这是我使用的函数，并且在处理大文件（1GB+）时，由于某些原因，当你知道文件大小时，std::ifstream::read() 比 std::ifstream::rdbuf() 更快。所以整个“先检查文件大小”的事实上是一种速度优化。

#include <string>
#include <fstream>
#include <sstream>
std::string file_get_contents(const std::string &$filename)
{
    std::ifstream file($filename, std::ifstream::binary);
    file.exceptions(std::ifstream::failbit | std::ifstream::badbit);
    file.seekg(0, std::istream::end);
    const std::streampos ssize = file.tellg();
    if (ssize < 0)
    {
        // can't get size for some reason, fallback to slower "just read everything"
        // because i dont trust that we could seek back/fourth in the original stream,
        // im creating a new stream.
        std::ifstream file($filename, std::ifstream::binary);
        file.exceptions(std::ifstream::failbit | std::ifstream::badbit);
        std::ostringstream ss;
        ss << file.rdbuf();
        return ss.str();
    }
    file.seekg(0, std::istream::beg);
    std::string result(size_t(ssize), 0);
    file.read(&result[0], std::streamsize(ssize));
    return result;
}

- Paul Sumpner · Answer 8

#include <string>
#include <sstream>

using namespace std;

string GetStreamAsString(const istream& in)
{
    stringstream out;
    out << in.rdbuf();
    return out.str();
}

string GetFileAsString(static string& filePath)
{
    ifstream stream;
    try
    {
        // Set to throw on failure
        stream.exceptions(fstream::failbit | fstream::badbit);
        stream.open(filePath);
    }
    catch (system_error& error)
    {
        cerr << "Failed to open '" << filePath << "'\n" << error.code().message() << endl;
        return "Open fail";
    }

    return GetStreamAsString(stream);
}

用法：

const string logAsString = GetFileAsString(logFilePath);

- kiroma · Answer 9

一个基于CTT解决方案的更新函数：

#include <string>
#include <fstream>
#include <limits>
#include <string_view>
std::string readfile(const std::string_view path, bool binaryMode = true)
{
    std::ios::openmode openmode = std::ios::in;
    if(binaryMode)
    {
        openmode |= std::ios::binary;
    }
    std::ifstream ifs(path.data(), openmode);
    ifs.ignore(std::numeric_limits<std::streamsize>::max());
    std::string data(ifs.gcount(), 0);
    ifs.seekg(0);
    ifs.read(data.data(), data.size());
    return data;
}

有两个重要的区别：

tellg()不能保证返回从文件开头算起的字节偏移量。
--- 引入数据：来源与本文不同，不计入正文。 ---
PR #885, opened 2025-10-09
POSIX backend: LINUXAIO API introduced

anton-nayshtut:
This PR introduces a Linux AIO plugin for the POSIX backend.

Linux AIO, although only available on Linux, is known for much better performance than POSIX AIO.

This patch implements a Linux AIO backend and integrates it into the NIXL build system so it is only built when the platform supports it.

The PR also introduces the `LINUXAIO` API parameter to `nixlbench`.

Here are the `nixlbench` results (with `--storage_enable_direct` on top of NVME drive - [SAMSUNG MZPLJ1T6HBJR-00007](https://semiconductor.samsung.com/ssd/enterprise-ssd/pm1735/mzplj1t6hbjr-00007/)):

**AIO**

```

4096                1              0.165290       24.8           35.0           35.0           1.3            2.0            23.5           47.0
8192                1              0.289647       28.3           51.0           51.0           1.4            2.0            26.9           48.0
16384               1              0.449769       36.4           65.0           65.0           1.7            4.0            34.6           166.0
32768               1              0.847057       38.7           60.0           60.0           1.5            3.0            37.1           49.0
65536               1              1.393177       47.0           59.0           59.0           1.5            2.0            45.4           55.0
131072              1              1.976728       66.3           59.0           59.0           1.5            3.0            64.7           189.0
262144              1              1.984314       132.1          69.0           69.0           1.7            6.0            130.3          255.0
524288              1              2.681113       195.5          61.0           61.0           1.9            7.0            193.6          528.0
1048576             1              2.706190       387.5          61.0           61.0           1.8            5.0            385.6          835.0
2097152             1              2.683741       781.4          61.0           61.0           2.3            7.0            778.0          1609.0
4194304             1              2.621102       1600.2         59.0           59.0           2.1            6.0            1597.0         2184.0
8388608             1              2.647123       3169.0         21.0           21.0           2.0            6.0            3166.6         5939.0
16777216            1              2.680175       6259.7         60.0           60.0           2.1            8.0            6256.5         10677.0
33554432            1              2.617827       12817.7        61.0           61.0           2.2            13.0           12814.3        17233.0
67108864            1              2.586386       25947.0        60.0           60.0           3.8            25.0           25942.0        31822.0
```

**URING**
```

4096                1              0.208734       19.6           117.0          117.0          3.3            19.0           16.2           160.0
8192                1              0.418782       19.6           83.0           83.0           1.9            5.0            17.6           168.0
16384               1              0.774555       21.2           72.0           72.0           2.1            6.0            19.0           169.0
32768               1              1.312282       25.0           58.0           58.0           2.5            6.0            22.4           184.0
65536               1              1.736099       37.7           63.0           63.0           3.1            8.0            34.5           314.0
131072              1              2.148162       61.0           57.0           57.0           4.4            9.0            56.5           334.0
262144              1              2.804096       93.5           64.0           64.0           7.3            15.0           86.1           333.0
524288              1              2.636124       198.9          68.0           68.0           12.8           28.0           186.0          526.0
1048576             1              2.656291       394.8          69.0           69.0           21.0           56.0           373.6          1053.0
2097152             1              2.867947       731.2          59.0           59.0           23.9           81.0           706.1          1458.0
4194304             1              2.642940       1587.0         166.0          166.0          2.7            6.0            1581.3         2471.0
8388608             1              2.629579       3190.1         48.0           48.0           2.5            5.0            3186.5         7507.0
16777216            1              2.634350       6368.6         50.0           50.0           2.8            17.0           6364.7         7024.0
33554432            1              2.595498       12927.9        81.0           81.0           2.6            5.0            12923.7        23889.0
67108864            1              2.589345       25917.3        82.0           82.0           3.4            12.0           25911.9        34322.0
```

**LINUXAIO**
```

4096                1              0.103491       39.6           123.0          123.0          0.2            1.0            0.2            1.0
8192                1              0.202123       40.5           131.0          131.0          0.2            1.0            3.7            1.0
16384               1              0.407086       40.2           174.0          174.0          0.2            1.0            2.4            1.0
32768               1              0.839628       39.0           436.0          436.0          0.7            2.0            0.6            2.0
65536               1              2.037954       32.2           110.0          110.0          0.2            1.0            0.2            1.0
131072              1              4.011799       32.7           103.0          103.0          0.2            1.0            0.2            1.0
262144              1              5.590394       46.9           122.0          122.0          0.2            1.0            0.2            1.0
524288              1              13.309550      39.4           101.0          101.0          0.2            1.0            0.2            1.0
1048576             1              26.005428      40.3           103.0          103.0          0.2            1.0            0.3            1.0
2097152             1              4.383999       478.4          121.0          121.0          2.0            109.0          4.8            291.0
4194304             1              6.484923       646.8          112.0          112.0          2.9            166.0          8.7            539.0
8388608             1              13.066368      642.0          116.0          116.0          4.6            275.0          16.8           1048.0
16777216            1              26.129505      642.1          102.0          102.0          9.2            565.0          34.5           2161.0
33554432            1              52.217702      642.6          102.0          102.0          17.7           1095.0         83.2           5233.0
67108864            1              84.701161      792.3          275.0          275.0          41.5           2603.0         252.2          15875.0

```

### DIFF
--- a/src/core/agent_data.h
+++ b/src/core/agent_data.h
@@ -91,13 +91,14 @@ class nixlAgentData {
                            std::hash<std::string>, strEqual>     remoteSections;
 
         // State/methods for listener thread
-        nixlMDStreamListener               *listener;
-        std::map<nixl_socket_peer_t, int>  remoteSockets;
-        std::thread                        commThread;
-        std::vector<nixl_comm_req_t>       commQueue;
-        std::mutex                         commLock;
-        bool                               commThreadStop;
-        bool                               useEtcd;
+        nixlMDStreamListener *listener;
+        std::map<nixl_socket_peer_t, int> remoteSockets;
+        std::thread commThread;
+        std::vector<nixl_comm_req_t> commQueue;
+        std::mutex commLock;
+        std::atomic<bool> commThreadStop;
+        std::atomic<bool> agentShutdown;
+        bool useEtcd;
         std::unique_ptr<nixlTelemetry> telemetry_;
         std::exception_ptr commThreadException_;
 
--- a/src/core/nixl_agent.cpp
+++ b/src/core/nixl_agent.cpp
@@ -194,12 +194,18 @@ nixlAgent::nixlAgent(const std::string &name, const nixlAgentConfig &cfg) :
 
     if (data->useEtcd || cfg.useListenThread) {
         data->commThreadStop = false;
+        data->agentShutdown = false;
         data->commThread = std::thread(&nixlAgentData::commWorker, data.get(), std::ref(*this));
     }
 }
 
 nixlAgent::~nixlAgent() {
     if (data && (data->useEtcd || data->config.useListenThread)) {
+        data->agentShutdown = true;
+        while (!data->commQueue.empty()) {
+            std::this_thread::sleep_for(std::chrono::milliseconds(10));
+        }
+
         data->commThreadStop = true;
         if(data->commThread.joinable()) data->commThread.join();
 
--- a/src/core/nixl_listener.cpp
+++ b/src/core/nixl_listener.cpp
@@ -676,6 +676,10 @@ nixlAgentData::commWorkerInternal(nixlAgent *myAgent) {
 }
 
 void nixlAgentData::enqueueCommWork(nixl_comm_req_t request){
+    if (agentShutdown) {
+        NIXL_WARN << "Agent shutting down, unable to accept new requests";
+        return;
+    }
     std::lock_guard<std::mutex> lock(commLock);
     commQueue.push_back(std::move(request));
 }


src/plugins/posix/linux_aio_queue.cpp
```diff
@@ -0,0 +1,150 @@
...
+}
+
+nixl_status_t
+linuxAioQueue::submit(const nixl_meta_dlist_t &, const nixl_meta_dlist_t &) {
+    if (!num_ios_to_submit) {
+        return NIXL_IN_PROG;
+    }
+
+    int ret = io_submit(io_ctx, num_ios_to_submit, ios_to_submit.data());
+    if (ret != num_entries) {
```
ovidiusm: Why compare with num_entires and not num_ios_to_submit?

src/plugins/posix/linux_aio_queue.cpp
```diff
@@ -0,0 +1,150 @@
...
+        return NIXL_ERR_BACKEND;
+    }
+
+    // Check buffer and length
+    if (!buf || len == 0) {
+        NIXL_ERROR << "Invalid buffer or length provided to prepareIO";
+        return NIXL_ERR_BACKEND;
+    }
+
+    int idx = num_ios_to_submit;
```
ovidiusm, line 129: After a previous submit() num_ios_to_submit is 0, right? But what if the previous transfer has not completed?

src/plugins/posix/linux_aio_queue.cpp
```diff
@@ -0,0 +1,150 @@
...
+            NIXL_ERROR << absl::StrFormat("linux_aio submit failed: %s", nixl_strerror(-ret));
+        } else {
+            NIXL_ERROR << absl::StrFormat(
+                "linux_aio submit failed. Partial submission: %d/%d", num_entries, ret);
+        }
+        return NIXL_ERR_BACKEND;
+    }
+
+    num_completed = 0;
+    num_ios_to_submit = 0;
```
ovidiusm, line 73: Why is this reset to 0?

src/plugins/posix/linux_aio_queue.cpp
```diff
@@ -0,0 +1,150 @@
...
+    return NIXL_IN_PROG;
+}
+
+nixl_status_t
+linuxAioQueue::checkCompleted() {
+    if (num_completed == num_entries) {
```
ovidiusm, line 79: Why are we not comparing num_submitted? Maybe I am mistunderstanding how the API should be used, but there are several counters and it is not clear

src/plugins/posix/posix_backend.cpp
```diff
@@ -104,6 +106,23 @@ namespace {
...
+                const auto &value = custom_params->at("use_linux_aio");
+                if (value == "true" || value == "1") {
+#ifndef HAVE_LINUXAIO
+                    NIXL_ERROR << "linux_aio backend requested but not available - not built with "
+                                  "libaio support";
+                    return queue_t::UNSUPPORTED;
+#endif
+                    if (!QueueFactory::isLinuxAioAvailable()) {
+                        NIXL_ERROR << "linux_aio backend requested but not available at runtime";
+                        return queue_t::LINUXAIO;
```
ovidiusm: Is this return value correct?

src/plugins/posix/linux_aio_queue.cpp
anton-nayshtut: I just used the uring as a base and it came from there,

src/plugins/posix/linux_aio_queue.cpp
anton-nayshtut: I'm a newbie here, but as far as I understand [this API](https://github.com/ai-dynamo/nixl/blob/main/docs/nixl.md#transfer), [current NIXL code](https://github.com/ai-dynamo/nixl/blob/3c6a0f3fd60f9e3c47e0ead3a84de1c5442c57d6/benchmark/nixlbench/src/worker/nixl/nixl_worker.cpp#L901) and both existing AIO plugins  -  the xfer is not designed to be reused.

So, basically, there can’t be a `prepIO` call while the previous transfer hasn’t completed.

Please correct me if I'm wrong.

src/plugins/posix/posix_backend.cpp
anton-nayshtut: Good question. I just followed the URING case above.

src/plugins/posix/linux_aio_queue.cpp
ovidiusm: Yes you are right, the queue is not reused for other transfers. Thanks for clarifying

src/plugins/posix/linux_aio_queue.cpp
ovidiusm: It does not matter since the queue will not be used for another prep/submit again

src/plugins/posix/linux_aio_queue.h
```diff
@@ -0,0 +1,59 @@
...
+class linuxAioQueue : public nixlPosixQueue {
+private:
+    io_context_t io_ctx; // I/O context
+    std::vector<struct iocb> ios; // Array of I/Os
+    int num_entries; // Total number of entries expected
+    std::vector<struct iocb *> ios_to_submit; // Array of I/Os to submit
+    int num_ios_to_submit; // Total number of entries to submit
+    std::vector<bool> completed; // Track completed I/Os
+    int num_completed; // Number of completed operations
+    int num_submitted; // Track number of submitted I/Os
```
ovidiusm: I do not see `num_submitted` assigned to anywhere, do we need it?

src/plugins/posix/linux_aio_queue.cpp
ovidiusm: Clear now

src/plugins/posix/linux_aio_queue.cpp
```diff
@@ -0,0 +1,150 @@
...
+                                 ") failed with " + std::to_string(res));
+    }
+
+    ios_to_submit.assign(num_entries, nullptr);
+}
+
+linuxAioQueue::~linuxAioQueue() {
+    // There should not be any in-flight I/Os at destruction time
+    if (num_submitted > num_completed) {
+        NIXL_ERROR << "Programming error: Destroying linuxAioQueue with "
```
ovidiusm: I do not see how this check would trigger, given that num_submitted is always 0

src/plugins/posix/posix_backend.cpp
ovidiusm: Could we please find out? It might be wrong there as well

src/plugins/posix/linux_aio_queue.h
anton-nayshtut: We don't. Sorry. It was a legacy that came from AIO plugin. Removed. Thanks!

src/plugins/posix/linux_aio_queue.cpp
anton-nayshtut: Removed! Thanks!

src/plugins/posix/posix_backend.cpp
anton-nayshtut: There was a bug there. I fixed it in a separate commit (it’s now the first in the series, so it can be merged independently) and adjusted the LINUXAIO patch accordingly. Thanks!

Unfortunately, there's another bug - the `nixlbench` ignores this issue, continues to the execution and then crashes:
```
WARNING: Adjusting num_iter to 1024 to allow equal distribution to 4 threads
WARNING: Adjusting warmup_iter to 128 to allow equal distribution to 4 threads
Connecting to ETCD at http://localhost:2379
ETCD Runtime: Registered as rank 0 item 1 of 1
POSIX backend with API type: URING
E1009 16:13:23.755869 2162473 posix_backend.cpp:99] io_uring backend requested but not available at runtime
E1009 16:13:23.756003 2162473 posix_backend.cpp:219] Failed to initialize POSIX backend - requested queue type not available: UNSUPPORTED
E1009 16:13:23.756051 2162473 nixl_agent.cpp:334] createBackend: backend initialization error for 'POSIX'
Waiting for all processes to start... (expecting 1 total: 1 initiators and 1 targets)
All processes are ready to proceed
Creating file: /mnt/nvme/nixlbench_posix_test_file_initiator_0
Creating file: /mnt/nvme/nixlbench_posix_test_file_initiator_1
Creating file: /mnt/nvme/nixlbench_posix_test_file_initiator_2
Creating file: /mnt/nvme/nixlbench_posix_test_file_initiator_3
[spdk-perf-01:2162473:0:2162473] Caught signal 11 (Segmentation fault: address not mapped to object at address (nil))
==== backtrace (tid:2162473) ====
...
=================================
Segmentation fault (core dumped)
```

So I just wonder whether we should also fix this bug as a part of this patch set or as a separate PR.

Please advise.

ovidiusm: Let's fix it separately so that we do not block this PR.

anton-nayshtut:
> /build

@ovidiusm , I see that it needs a rebase. Could you please advise on the correct procedure? Should I rebase and push manually?

meson.build
```diff
@@ -31,11 +31,15 @@ thread_dep = dependency('threads')
 
 # Check for libaio (for POSIX plugin and test)
```
benlwalker: In a different PR we should fix this mistake where it assumes libaio is required for POSIX AIO. It's not. We don't need any symbol test or extra library for POSIX AIO, it's baked into glibc. But your Linux AIO additions here are correct.

src/plugins/posix/linux_aio_queue.cpp
```diff
@@ -0,0 +1,143 @@
...
+linuxAioQueue::submit(const nixl_meta_dlist_t &, const nixl_meta_dlist_t &) {
+    if (!num_ios_to_submit) {
+        return NIXL_IN_PROG;
+    }
+
+    int ret = io_submit(io_ctx, num_ios_to_submit, ios_to_submit.data());
+    if (ret != num_ios_to_submit) {
+        if (ret < 0) {
+            NIXL_ERROR << absl::StrFormat("linux_aio submit failed: %s", nixl_strerror(-ret));
+        } else {
```
benlwalker, line 65: Partial submission isn't a failure. We should handle it by trying again later.

src/plugins/posix/linux_aio_queue.cpp
```diff
@@ -0,0 +1,143 @@
...
+        return NIXL_ERR_BACKEND;
+    }
+
+    for (int i = 0; i < rc; i++) {
+        struct iocb *io = events[i].obj;
+        size_t idx = (size_t)io->data;
+
+        ios_to_submit[idx] = nullptr; // Mark as completed
+
+        if (events[i].res < 0) {
```
benlwalker, line 99: There's no way to report that a single operation failed? The whole backend simply fails? This isn't a comment so much on your patch but on this entire POSIX backend I guess.

ovidiusm:
> > /build
> 
> @ovidiusm , I see that it needs a rebase. Could you please advise on the correct procedure? Should I rebase and push manually?

There are no conflicts, either a normal merge or a rebase should just work. You can also click on the update branch button and pull, it does a merge.

meson.build
anton-nayshtut: I know. I just wanted to make this change a separate PR as you mentioned.

src/plugins/posix/linux_aio_queue.cpp
anton-nayshtut: I completely agree. However, it seems that the current API is built on the premise that it’s all or nothing, so for now I decided to follow it rather than break it by implementing a retry mechanism in functions that aren’t intended for this but are repeatedly called until success - like  `checkCompleted`.

Generally speaking, I think we need to make the API aware of retries and partial submissions.

Please advise.

src/plugins/posix/linux_aio_queue.cpp
anton-nayshtut: Yeah, it seems so, unfortunately.

anton-nayshtut:
> > > /build
> > 
> > 
> > @ovidiusm , I see that it needs a rebase. Could you please advise on the correct procedure? Should I rebase and push manually?
> 
> There are no conflicts, either a normal merge or a rebase should just work. You can also click on the update branch button and pull, it does a merge.

Done! Thanks!

src/plugins/posix/linux_aio_queue.cpp
ovidiusm: How large would it have to be in practice for full submission to be rejected?

ovidiusm: Asking because we have code freeze on Monday, and I am wondering if you think you can merge this new API by then as is and fix the partial submission issue in a separate PR since a fix would be touching code that is out of scope of this PR, or you think it is best to postpone everything and merge in a future version.

Right now we are switching to major / bugfix release cadence, so 0.7.0 would be a good candidate for this feature and 0.7.1 would be a good candidate for the fix. Unless you think that the code will be broken and prefer not to ship it now. IIUC currently requests are rejected if the client app is trying to write/read too many descriptors at once, which may be acceptable if the limit is high and users have not reported such issues until now in the current implementation.

anton-nayshtut: It behaves the same way as, for example, `UringQueue` which submits IOs using [io_uring_submit](https://man7.org/linux/man-pages/man3/io_uring_submit.3.html) API. This API also returns the number of submitted submission queue entries.

That’s why I implemented the Linux AIO plugin in the same way. It adds functionality and doesn’t make things worse.

So, I think we can add it.

That said, I believe we must adjust the API to be aware of possible partial submissions ASAP.

benchmark/kvbench/commands/args.py
```diff
@@ -170,7 +170,7 @@ def nixl_bench_args(func):
     func = click.option(
         "--posix_api_type",
         type=str,
-        help="API type for POSIX operations [AIO, URING] (only used with POSIX backend",
+        help="API type for POSIX operations [AIO, URING, LINUXAIO] (only used with POSIX backend",
```
vvenkates27: Can Linux AIO be made default, is it available with manylinux pip builds? @aranadive ?

src/plugins/posix/linux_aio_queue.cpp
vvenkates27: I don't think we need change of API for partial submission, we can entirely handle this inside the plugin implementation. Having said that, we can address this together for all POSIX IOs in a separate PR.

src/plugins/posix/linux_aio_queue.cpp
vvenkates27: In NIXL if entire transfer is not complete its considered a failure. If user wants to get more visibility, they can split their transfers to more requests. Everything is async

src/plugins/posix/linux_aio_queue.cpp
```diff
@@ -0,0 +1,143 @@
...
+    return NIXL_IN_PROG;
+}
+
+nixl_status_t
+linuxAioQueue::checkCompleted() {
+    if (num_completed == num_entries) {
+        return NIXL_SUCCESS;
+    }
+
+    struct io_event events[32];
```
vvenkates27, line 83: Why specifically 32 events?

benchmark/kvbench/commands/args.py
anton-nayshtut: > Can Linux AIO be made default, is it available with manylinux pip builds? @aranadive ?

It can. As @benlwalker rightly mentioned in one of his comments, the current POSIX AIO dependency is incorrect. NIXL currently assumes that `libaio` is required for POSIX AIO, while in reality it is part of GLIBC.

We’re going to fix this dependency in a separate PR, but the fact that POSIX AIO is available in the manylinux build means that `libaio` is available there. This means we can make Linux AIO the default option.

src/plugins/posix/linux_aio_queue.cpp
anton-nayshtut: Up to. No specific reason. We can pick any other number.

src/plugins/posix/linux_aio_queue.cpp
anton-nayshtut: > I don't think we need change of API for partial submission, we can entirely handle this inside the plugin implementation. Having said that, we can address this together for all POSIX IOs in a separate PR.

Could you please elaborate on your suggestion? As far as I understand, the `submit()` API is only called once, and then `checkCompleted()` is called repeatedly in a loop until the transfer is finished. Is that correct? If so, how would you recommend implementing partial submission handling? Should the plugin keep sending the rest of the data in `checkCompleted()` until it’s all done, or do you have something else in mind?

meson.build
anton-nayshtut: I added a patch that fixes the dependency issue.

benchmark/kvbench/commands/args.py
vvenkates27: Ok if there is no objection for release builds/pip wheels from @aranadive  @ovidiusm , I am ok to make linux aio the default

src/plugins/posix/linux_aio_queue.cpp
vvenkates27: We should not need to call checkCompleted to ensure progress. checkCompletion should be needed to ensure buffers can be freed/reused. IO submission should happen in a non-blocking fashion. The checkCompletion called repeatedly is an artifact of the test rather than a requirement

src/plugins/posix/linux_aio_queue.cpp
vvenkates27: Would this need to be a tunable? can it be determined based on batch size?

anton-nayshtut: I considered different options here but chose the simplest one for the following reasons:
1. static arrays are faster.
2. limiting the number of IOs handled in a single `checkCompleted` call has a throttling effect. If the caller executes other logic between consecutive `checkCompleted` calls, this approach gives that logic room to breathe and helps avoid stalls.
3. ultimately, it doesn’t seem to affect overall performance - at least if we consider function call overhead relatively  negligible. In. In the end, we have to iterate over all the IOs anyway - whether with more `checkCompleted` calls handling fewer IOs each, or fewer calls handling more IOs each.

benchmark/kvbench/commands/args.py
aranadive: @vvenkates27 should we just drop posix aio support and promote linuxaio as aio? Im not sure it serves any purpose other than getting more perf issues...

vvenkates27: Yes lets do it

aranadive: @anton-nayshtut Instead of calling this LINUXAIO, lets call this AIO (default) and the previous AIO as POSIXAIO. We can remove POSIXAIO in some future version.

anton-nayshtut: @aranadive done as a separate patch.

vvenkates27:
> > > > /build
> > > 
> > > 
> > > @ovidiusm , I see that it needs a rebase. Could you please advise on the correct procedure? Should I rebase and push manually?
> > 
> > 
> > There are no conflicts, either a normal merge or a rebase should just work. You can also click on the update branch button and pull, it does a merge.
> 
> Done! Thanks!

@anton-nayshtut the clang is failing currently can you fix that?

vvenkates27:
Anything else missing @aranadive  for this PR, can we merge once CI passes?

anton-nayshtut:
> > > > > /build
> > > > 
> > > > 
> > > > @ovidiusm , I see that it needs a rebase. Could you please advise on the correct procedure? Should I rebase and push manually?
> > > 
> > > 
> > > There are no conflicts, either a normal merge or a rebase should just work. You can also click on the update branch button and pull, it does a merge.
> > 
> > 
> > Done! Thanks!
> 
> @anton-nayshtut the clang is failing currently can you fix that?

Done!

aranadive (approved):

正如Puzomor Croatia所指出的那样，它更像是一个令牌，可以在fstream调用中使用。gcount()则确实返回最后提取的未格式化字节数量。因此，我们打开文件，使用ignore()提取并丢弃其所有内容以获取文件大小，并基于此构建输出字符串。

其次，我们通过直接写入字符串来避免将文件数据从std::vector<char>复制到std::string。

就性能而言，这应该是绝对最快的方法，提前分配适当大小的字符串并调用read()一次。有趣的是，在gcc上使用ignore()和countg()而不是ate和tellg()编译成几乎相同的东西，一位一位地。

- Dumbo · Answer 10

对于小到中等大小的文件，我使用以下方法，它们非常快速。其中返回字符串的方法可以用于将字节数组“转换”为字符串。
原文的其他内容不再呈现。